■ EXTRACTED ENTRIES:
━━━━━━━━━━

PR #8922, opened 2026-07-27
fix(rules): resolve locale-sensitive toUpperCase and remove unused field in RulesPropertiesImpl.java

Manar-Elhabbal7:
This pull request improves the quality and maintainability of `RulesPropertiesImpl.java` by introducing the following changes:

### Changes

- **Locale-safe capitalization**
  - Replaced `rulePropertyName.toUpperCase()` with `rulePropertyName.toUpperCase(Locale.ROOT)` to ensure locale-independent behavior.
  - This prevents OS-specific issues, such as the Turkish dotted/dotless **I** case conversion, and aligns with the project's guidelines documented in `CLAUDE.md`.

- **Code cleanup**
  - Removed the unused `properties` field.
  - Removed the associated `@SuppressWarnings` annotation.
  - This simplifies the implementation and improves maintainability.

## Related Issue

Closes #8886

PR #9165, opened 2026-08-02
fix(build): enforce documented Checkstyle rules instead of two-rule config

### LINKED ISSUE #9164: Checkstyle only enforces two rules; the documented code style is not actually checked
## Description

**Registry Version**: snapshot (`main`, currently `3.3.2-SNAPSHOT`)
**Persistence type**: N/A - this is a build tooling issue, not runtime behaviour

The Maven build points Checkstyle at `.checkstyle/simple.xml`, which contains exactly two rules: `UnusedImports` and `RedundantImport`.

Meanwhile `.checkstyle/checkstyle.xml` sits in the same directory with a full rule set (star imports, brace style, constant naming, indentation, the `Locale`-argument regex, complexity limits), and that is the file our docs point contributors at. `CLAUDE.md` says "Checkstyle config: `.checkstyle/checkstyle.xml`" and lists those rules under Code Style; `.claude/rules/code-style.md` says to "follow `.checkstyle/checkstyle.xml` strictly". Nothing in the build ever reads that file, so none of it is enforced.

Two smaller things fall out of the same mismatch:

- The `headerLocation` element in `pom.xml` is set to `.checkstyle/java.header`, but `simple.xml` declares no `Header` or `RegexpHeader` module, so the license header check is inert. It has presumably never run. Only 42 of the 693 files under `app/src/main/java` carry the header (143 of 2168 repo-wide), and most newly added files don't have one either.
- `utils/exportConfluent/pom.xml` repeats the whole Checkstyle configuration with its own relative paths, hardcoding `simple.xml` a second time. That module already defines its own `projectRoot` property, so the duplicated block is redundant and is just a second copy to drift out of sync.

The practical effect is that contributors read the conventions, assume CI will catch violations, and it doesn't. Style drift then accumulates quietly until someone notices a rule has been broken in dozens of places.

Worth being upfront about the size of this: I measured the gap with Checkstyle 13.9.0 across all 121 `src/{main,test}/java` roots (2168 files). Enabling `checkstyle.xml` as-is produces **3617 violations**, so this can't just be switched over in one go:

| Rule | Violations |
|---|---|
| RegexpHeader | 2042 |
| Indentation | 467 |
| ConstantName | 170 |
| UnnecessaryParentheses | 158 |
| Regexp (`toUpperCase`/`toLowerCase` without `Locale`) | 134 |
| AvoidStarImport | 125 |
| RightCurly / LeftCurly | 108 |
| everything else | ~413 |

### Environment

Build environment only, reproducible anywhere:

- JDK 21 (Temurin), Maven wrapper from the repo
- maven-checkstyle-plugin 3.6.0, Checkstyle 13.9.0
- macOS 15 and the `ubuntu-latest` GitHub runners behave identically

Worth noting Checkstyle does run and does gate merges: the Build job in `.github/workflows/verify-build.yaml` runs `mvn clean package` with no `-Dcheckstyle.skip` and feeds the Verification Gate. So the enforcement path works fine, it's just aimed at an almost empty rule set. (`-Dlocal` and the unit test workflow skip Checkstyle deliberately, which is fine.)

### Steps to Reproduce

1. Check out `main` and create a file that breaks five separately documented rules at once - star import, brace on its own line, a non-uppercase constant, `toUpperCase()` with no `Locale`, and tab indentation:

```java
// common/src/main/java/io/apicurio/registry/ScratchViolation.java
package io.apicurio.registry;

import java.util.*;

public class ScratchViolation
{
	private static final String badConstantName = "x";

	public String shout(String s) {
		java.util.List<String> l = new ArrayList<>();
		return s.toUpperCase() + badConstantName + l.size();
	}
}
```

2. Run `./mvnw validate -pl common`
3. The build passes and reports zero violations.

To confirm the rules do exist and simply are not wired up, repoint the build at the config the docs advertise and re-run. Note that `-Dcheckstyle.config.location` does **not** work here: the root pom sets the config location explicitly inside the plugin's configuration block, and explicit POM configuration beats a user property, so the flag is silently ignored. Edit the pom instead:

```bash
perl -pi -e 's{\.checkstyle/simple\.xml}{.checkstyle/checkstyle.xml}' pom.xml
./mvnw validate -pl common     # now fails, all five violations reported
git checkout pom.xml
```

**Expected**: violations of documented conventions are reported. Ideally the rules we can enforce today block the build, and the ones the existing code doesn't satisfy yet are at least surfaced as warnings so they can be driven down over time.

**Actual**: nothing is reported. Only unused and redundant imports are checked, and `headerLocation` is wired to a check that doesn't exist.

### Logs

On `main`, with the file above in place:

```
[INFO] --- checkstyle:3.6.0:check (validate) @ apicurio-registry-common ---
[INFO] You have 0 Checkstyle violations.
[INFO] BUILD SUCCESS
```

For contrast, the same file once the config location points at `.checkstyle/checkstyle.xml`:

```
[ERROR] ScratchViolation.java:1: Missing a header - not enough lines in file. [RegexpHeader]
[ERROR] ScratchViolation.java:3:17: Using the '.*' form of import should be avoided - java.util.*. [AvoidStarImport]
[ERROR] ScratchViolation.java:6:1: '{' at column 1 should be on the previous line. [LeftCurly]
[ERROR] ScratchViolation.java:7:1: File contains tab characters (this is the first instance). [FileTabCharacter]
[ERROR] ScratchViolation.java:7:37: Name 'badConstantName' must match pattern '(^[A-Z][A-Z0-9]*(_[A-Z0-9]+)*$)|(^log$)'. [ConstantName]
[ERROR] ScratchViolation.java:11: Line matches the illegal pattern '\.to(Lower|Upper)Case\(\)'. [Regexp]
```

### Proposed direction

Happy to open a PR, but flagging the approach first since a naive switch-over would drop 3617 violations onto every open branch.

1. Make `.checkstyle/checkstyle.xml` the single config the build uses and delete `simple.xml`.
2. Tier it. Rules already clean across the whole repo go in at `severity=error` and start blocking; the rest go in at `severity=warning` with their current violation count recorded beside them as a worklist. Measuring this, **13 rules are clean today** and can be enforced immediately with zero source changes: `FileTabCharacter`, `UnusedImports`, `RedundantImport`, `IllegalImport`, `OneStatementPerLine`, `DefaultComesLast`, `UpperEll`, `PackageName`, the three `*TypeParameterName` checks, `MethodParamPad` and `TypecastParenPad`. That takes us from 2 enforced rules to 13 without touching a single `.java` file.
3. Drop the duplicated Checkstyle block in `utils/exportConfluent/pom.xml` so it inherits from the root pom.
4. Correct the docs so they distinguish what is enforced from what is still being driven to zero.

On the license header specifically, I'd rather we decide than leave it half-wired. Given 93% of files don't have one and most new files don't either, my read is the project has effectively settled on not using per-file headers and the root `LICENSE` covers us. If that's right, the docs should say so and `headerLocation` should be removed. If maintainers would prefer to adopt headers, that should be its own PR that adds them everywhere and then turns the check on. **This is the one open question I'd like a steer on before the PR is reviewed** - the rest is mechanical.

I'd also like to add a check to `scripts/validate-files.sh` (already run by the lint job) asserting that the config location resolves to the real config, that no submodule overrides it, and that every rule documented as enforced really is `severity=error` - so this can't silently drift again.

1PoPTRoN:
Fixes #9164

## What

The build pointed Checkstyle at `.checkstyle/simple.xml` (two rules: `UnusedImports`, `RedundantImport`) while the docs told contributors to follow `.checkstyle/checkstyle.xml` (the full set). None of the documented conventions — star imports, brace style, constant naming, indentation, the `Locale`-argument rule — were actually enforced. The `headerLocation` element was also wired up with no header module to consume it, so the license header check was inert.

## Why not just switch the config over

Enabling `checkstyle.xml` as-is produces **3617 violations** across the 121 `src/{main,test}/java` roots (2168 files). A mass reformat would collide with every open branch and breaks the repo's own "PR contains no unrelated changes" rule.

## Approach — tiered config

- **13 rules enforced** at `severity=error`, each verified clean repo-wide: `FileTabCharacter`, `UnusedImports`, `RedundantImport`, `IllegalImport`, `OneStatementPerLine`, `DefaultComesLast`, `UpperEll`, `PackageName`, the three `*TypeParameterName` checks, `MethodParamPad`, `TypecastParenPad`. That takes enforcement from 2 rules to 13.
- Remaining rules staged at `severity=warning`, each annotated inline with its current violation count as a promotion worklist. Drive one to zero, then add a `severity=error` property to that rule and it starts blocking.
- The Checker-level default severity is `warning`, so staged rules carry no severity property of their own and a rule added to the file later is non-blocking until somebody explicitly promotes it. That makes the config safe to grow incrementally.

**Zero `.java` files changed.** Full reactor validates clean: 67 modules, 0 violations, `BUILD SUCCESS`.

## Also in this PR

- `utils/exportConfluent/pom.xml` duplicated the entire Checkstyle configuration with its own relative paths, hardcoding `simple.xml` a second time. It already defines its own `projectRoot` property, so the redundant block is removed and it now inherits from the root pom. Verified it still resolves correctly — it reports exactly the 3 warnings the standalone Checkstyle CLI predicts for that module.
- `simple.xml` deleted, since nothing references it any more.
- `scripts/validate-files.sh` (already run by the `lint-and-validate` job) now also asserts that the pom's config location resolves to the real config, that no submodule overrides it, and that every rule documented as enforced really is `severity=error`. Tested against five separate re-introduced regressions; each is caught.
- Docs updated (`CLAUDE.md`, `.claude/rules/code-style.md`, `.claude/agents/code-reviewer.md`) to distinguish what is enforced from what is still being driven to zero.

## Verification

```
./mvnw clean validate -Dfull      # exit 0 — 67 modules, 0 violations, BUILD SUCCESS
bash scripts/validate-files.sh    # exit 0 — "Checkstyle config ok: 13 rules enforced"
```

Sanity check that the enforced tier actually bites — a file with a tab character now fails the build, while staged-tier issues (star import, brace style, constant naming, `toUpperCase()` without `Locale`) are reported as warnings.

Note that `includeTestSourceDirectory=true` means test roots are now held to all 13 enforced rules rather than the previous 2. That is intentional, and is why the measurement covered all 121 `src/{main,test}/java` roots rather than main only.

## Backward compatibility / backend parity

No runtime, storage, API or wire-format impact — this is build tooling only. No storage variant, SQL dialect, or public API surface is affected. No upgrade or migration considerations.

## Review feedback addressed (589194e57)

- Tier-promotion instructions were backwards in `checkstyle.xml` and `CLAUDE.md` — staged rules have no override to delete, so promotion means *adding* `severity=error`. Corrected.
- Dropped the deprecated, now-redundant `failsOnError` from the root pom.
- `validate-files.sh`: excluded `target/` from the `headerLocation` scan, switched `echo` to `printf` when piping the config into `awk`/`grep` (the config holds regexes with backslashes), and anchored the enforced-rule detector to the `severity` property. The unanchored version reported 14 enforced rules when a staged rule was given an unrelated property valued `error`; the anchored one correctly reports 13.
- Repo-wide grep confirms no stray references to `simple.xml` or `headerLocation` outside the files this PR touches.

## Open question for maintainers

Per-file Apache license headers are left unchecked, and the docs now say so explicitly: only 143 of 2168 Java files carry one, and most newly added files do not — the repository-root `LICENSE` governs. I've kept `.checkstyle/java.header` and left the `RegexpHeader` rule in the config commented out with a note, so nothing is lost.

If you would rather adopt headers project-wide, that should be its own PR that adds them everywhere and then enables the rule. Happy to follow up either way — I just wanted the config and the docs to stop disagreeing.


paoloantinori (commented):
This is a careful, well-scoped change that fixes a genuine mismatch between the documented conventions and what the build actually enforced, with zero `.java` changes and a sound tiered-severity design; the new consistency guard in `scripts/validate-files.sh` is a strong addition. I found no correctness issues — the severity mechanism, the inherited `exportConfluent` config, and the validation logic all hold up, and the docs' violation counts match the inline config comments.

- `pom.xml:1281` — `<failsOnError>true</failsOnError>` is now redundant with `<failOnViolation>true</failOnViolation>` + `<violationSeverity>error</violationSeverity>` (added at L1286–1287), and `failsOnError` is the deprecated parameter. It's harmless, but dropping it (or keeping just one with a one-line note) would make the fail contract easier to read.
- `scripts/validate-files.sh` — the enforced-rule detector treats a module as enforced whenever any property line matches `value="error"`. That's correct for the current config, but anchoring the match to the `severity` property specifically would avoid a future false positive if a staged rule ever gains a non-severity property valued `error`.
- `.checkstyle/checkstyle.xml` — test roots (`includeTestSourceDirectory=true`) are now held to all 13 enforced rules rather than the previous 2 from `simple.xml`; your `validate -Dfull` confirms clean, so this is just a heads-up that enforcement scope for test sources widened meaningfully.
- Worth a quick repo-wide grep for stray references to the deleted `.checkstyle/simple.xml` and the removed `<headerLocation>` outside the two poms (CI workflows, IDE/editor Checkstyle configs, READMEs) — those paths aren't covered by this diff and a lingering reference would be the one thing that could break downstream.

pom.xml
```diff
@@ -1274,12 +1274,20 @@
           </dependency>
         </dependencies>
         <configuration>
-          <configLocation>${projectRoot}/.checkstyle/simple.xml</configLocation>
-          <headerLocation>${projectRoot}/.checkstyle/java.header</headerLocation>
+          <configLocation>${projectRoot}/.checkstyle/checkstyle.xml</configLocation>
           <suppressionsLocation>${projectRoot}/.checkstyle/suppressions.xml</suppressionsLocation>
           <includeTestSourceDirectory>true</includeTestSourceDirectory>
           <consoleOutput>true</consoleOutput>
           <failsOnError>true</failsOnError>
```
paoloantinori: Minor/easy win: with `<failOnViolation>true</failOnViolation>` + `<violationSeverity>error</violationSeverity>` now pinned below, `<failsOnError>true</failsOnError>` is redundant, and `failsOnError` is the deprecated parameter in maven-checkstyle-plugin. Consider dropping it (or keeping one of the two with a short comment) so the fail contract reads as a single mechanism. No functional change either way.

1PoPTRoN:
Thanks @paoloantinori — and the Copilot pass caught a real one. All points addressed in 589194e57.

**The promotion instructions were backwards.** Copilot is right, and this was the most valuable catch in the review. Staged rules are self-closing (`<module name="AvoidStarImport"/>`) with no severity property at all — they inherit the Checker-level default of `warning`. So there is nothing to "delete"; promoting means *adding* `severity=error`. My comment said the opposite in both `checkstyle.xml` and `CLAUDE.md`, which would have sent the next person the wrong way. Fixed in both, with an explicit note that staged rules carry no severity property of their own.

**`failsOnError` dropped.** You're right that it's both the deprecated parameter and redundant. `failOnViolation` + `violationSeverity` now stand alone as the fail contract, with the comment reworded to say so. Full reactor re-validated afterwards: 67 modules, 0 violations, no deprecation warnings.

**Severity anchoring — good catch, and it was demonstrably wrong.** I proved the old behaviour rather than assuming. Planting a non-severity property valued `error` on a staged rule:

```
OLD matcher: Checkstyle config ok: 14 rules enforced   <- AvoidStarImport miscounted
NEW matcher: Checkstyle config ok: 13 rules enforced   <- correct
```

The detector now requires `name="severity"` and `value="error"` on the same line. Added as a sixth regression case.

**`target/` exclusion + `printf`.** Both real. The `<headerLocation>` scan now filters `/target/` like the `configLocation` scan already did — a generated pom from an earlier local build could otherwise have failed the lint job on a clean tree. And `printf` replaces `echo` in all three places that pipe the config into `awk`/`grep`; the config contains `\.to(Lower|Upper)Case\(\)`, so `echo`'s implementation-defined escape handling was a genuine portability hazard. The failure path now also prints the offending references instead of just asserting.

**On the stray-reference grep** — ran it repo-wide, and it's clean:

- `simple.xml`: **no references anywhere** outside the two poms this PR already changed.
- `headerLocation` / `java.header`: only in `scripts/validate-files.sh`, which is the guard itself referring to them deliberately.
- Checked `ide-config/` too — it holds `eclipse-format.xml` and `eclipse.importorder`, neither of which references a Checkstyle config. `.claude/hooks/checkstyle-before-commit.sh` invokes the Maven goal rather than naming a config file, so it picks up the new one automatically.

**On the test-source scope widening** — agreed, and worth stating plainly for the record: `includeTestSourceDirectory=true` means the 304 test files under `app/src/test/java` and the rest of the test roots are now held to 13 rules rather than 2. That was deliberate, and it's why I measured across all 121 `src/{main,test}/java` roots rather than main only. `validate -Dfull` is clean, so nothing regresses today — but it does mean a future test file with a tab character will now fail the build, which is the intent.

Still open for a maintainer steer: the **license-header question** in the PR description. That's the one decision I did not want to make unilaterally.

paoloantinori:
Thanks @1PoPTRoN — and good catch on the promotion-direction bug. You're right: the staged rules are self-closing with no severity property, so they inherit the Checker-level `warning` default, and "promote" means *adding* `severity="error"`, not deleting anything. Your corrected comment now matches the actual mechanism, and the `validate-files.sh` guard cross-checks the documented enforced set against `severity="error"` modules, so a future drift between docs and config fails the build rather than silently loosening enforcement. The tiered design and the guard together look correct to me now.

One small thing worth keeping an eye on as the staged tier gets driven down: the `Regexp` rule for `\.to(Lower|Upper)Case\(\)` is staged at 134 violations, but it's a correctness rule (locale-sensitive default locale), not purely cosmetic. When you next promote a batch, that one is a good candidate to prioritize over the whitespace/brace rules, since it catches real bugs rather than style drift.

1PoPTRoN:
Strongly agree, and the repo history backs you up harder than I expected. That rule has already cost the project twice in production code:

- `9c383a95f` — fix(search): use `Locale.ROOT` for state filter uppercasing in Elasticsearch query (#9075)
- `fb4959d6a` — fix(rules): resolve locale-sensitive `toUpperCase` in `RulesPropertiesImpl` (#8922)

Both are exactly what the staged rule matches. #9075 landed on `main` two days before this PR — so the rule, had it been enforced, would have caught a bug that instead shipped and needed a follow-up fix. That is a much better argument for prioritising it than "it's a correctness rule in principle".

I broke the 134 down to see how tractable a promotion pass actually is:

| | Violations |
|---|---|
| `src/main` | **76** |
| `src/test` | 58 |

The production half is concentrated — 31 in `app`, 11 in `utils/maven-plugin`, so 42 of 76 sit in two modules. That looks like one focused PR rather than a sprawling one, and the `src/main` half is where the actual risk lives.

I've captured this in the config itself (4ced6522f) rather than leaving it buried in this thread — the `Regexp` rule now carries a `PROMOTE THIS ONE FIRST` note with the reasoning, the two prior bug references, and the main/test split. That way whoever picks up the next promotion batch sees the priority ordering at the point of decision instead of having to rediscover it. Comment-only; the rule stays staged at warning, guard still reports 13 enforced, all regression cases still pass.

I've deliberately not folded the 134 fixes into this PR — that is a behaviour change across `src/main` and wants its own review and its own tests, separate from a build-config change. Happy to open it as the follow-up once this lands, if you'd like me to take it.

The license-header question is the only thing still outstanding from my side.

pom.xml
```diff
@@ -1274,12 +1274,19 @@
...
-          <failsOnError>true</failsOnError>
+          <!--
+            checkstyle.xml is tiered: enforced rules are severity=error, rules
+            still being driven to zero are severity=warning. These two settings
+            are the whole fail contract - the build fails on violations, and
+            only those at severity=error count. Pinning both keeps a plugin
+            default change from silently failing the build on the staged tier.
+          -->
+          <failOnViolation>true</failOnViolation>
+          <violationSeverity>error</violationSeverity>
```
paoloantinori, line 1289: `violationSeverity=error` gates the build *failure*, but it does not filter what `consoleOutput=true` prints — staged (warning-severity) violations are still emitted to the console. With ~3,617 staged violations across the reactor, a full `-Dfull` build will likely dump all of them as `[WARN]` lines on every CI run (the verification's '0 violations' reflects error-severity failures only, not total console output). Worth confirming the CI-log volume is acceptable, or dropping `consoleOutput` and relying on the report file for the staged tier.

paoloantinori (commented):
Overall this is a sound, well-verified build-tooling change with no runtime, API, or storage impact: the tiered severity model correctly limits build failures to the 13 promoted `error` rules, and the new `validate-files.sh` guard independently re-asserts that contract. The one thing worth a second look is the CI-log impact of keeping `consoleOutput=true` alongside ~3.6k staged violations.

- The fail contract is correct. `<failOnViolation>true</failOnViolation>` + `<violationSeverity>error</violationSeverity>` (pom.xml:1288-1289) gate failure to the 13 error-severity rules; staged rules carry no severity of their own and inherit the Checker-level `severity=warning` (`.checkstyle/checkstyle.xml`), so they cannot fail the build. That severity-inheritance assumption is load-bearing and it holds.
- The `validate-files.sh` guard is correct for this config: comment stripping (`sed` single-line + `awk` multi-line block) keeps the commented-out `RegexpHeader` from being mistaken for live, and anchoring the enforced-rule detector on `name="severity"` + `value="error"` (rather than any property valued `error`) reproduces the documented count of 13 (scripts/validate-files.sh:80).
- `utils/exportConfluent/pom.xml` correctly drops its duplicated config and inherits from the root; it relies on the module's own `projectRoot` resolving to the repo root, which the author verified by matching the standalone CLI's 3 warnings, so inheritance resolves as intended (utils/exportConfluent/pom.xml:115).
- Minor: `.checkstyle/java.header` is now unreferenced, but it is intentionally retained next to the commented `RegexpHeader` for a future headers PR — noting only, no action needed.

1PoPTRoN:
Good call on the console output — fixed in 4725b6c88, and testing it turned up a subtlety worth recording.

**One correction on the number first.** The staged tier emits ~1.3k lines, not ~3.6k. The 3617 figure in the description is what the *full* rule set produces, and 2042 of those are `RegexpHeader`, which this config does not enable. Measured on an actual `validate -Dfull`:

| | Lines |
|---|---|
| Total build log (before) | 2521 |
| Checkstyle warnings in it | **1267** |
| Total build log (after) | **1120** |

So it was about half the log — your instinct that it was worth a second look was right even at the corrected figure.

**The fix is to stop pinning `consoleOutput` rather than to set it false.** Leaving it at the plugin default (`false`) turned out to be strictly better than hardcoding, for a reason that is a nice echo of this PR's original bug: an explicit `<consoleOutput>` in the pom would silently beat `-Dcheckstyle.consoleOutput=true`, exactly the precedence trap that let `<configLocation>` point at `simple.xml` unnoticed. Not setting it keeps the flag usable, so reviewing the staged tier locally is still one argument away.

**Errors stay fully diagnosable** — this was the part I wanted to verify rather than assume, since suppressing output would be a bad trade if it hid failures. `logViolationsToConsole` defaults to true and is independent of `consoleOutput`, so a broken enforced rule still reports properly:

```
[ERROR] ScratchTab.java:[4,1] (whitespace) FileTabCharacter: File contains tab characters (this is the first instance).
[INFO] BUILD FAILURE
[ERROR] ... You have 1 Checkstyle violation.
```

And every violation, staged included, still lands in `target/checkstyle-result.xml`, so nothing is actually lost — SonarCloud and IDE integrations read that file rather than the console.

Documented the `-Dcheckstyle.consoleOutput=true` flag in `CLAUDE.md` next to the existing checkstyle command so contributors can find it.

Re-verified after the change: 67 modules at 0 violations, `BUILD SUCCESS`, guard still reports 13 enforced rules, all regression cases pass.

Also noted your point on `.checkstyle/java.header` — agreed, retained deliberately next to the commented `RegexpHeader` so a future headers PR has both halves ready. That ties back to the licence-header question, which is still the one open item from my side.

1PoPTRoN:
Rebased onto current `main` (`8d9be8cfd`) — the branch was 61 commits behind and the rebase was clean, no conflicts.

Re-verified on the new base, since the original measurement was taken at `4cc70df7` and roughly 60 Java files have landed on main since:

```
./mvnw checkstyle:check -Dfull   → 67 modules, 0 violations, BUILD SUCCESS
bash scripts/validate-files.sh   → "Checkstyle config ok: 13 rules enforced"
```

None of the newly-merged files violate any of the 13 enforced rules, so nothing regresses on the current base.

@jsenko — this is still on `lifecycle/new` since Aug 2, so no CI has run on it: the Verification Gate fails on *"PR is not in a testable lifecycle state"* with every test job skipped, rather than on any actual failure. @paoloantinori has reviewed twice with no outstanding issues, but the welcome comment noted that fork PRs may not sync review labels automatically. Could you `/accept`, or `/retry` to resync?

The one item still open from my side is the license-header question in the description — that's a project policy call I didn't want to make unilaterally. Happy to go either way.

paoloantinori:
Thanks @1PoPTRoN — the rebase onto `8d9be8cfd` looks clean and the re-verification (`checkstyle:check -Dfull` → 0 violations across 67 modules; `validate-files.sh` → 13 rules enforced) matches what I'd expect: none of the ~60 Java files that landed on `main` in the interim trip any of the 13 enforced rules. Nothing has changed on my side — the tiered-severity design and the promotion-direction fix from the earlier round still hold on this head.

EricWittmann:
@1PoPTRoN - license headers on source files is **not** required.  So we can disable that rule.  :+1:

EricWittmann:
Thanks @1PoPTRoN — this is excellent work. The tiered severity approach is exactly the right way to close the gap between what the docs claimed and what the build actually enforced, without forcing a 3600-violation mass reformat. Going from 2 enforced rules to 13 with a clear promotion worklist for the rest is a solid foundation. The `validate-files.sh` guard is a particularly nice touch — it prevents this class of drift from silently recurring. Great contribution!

━━━━━━━━━━

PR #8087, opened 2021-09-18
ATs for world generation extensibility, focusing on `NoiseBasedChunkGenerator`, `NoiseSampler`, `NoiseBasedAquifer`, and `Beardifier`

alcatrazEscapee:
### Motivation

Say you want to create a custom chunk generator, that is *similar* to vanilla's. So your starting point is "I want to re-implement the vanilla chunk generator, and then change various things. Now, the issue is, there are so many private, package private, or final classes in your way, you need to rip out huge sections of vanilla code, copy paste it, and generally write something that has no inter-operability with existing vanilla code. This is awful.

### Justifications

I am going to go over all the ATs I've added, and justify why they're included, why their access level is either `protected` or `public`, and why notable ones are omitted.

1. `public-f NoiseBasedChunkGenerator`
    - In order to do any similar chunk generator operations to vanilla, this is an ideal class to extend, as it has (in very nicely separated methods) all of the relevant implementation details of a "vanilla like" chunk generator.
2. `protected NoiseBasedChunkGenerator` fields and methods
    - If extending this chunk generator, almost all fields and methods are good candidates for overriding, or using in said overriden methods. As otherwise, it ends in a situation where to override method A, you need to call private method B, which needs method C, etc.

━━━━━━━━━━

■ WHAT IS NEEDED: Retype the records above, but only those lines that fall between the line containing "each is caught." and the line containing "- Dropped the", with both of those lines included, exactly as written.

■ YOUR RESPONSE:
- `scripts/validate-files.sh` (already run by the `lint-and-validate` job) now also asserts that the pom's config location resolves to the real config, that no submodule overrides it, and that every rule documented as enforced really is `severity=error`. Tested against five separate re-introduced regressions; each is caught.
- Docs updated (`CLAUDE.md`, `.claude/rules/code-style.md`, `.claude/agents/code-reviewer.md`) to distinguish what is enforced from what is still being driven to zero.

## Verification

```
./mvnw clean validate -Dfull      # exit 0 — 67 modules, 0 violations, BUILD SUCCESS
bash scripts/validate-files.sh    # exit 0 — "Checkstyle config ok: 13 rules enforced"
```

Sanity check that the enforced tier actually bites — a file with a tab character now fails the build, while staged-tier issues (star import, brace style, constant naming, `toUpperCase()` without `Locale`) are reported as warnings.

Note that `includeTestSourceDirectory=true` means test roots are now held to all 13 enforced rules rather than the previous 2. That is intentional, and is why the measurement covered all 121 `src/{main,test}/java` roots rather than main only.

## Backward compatibility / backend parity

No runtime, storage, API or wire-format impact — this is build tooling only. No storage variant, SQL dialect, or public API surface is affected. No upgrade or migration considerations.

## Review feedback addressed (589194e57)

- Tier-promotion instructions were backwards in `checkstyle.xml` and `CLAUDE.md` — staged rules have no override to delete, so promotion means *adding* `severity=error`. Corrected.
- Dropped the deprecated, now-redundant `failsOnError` from the root pom.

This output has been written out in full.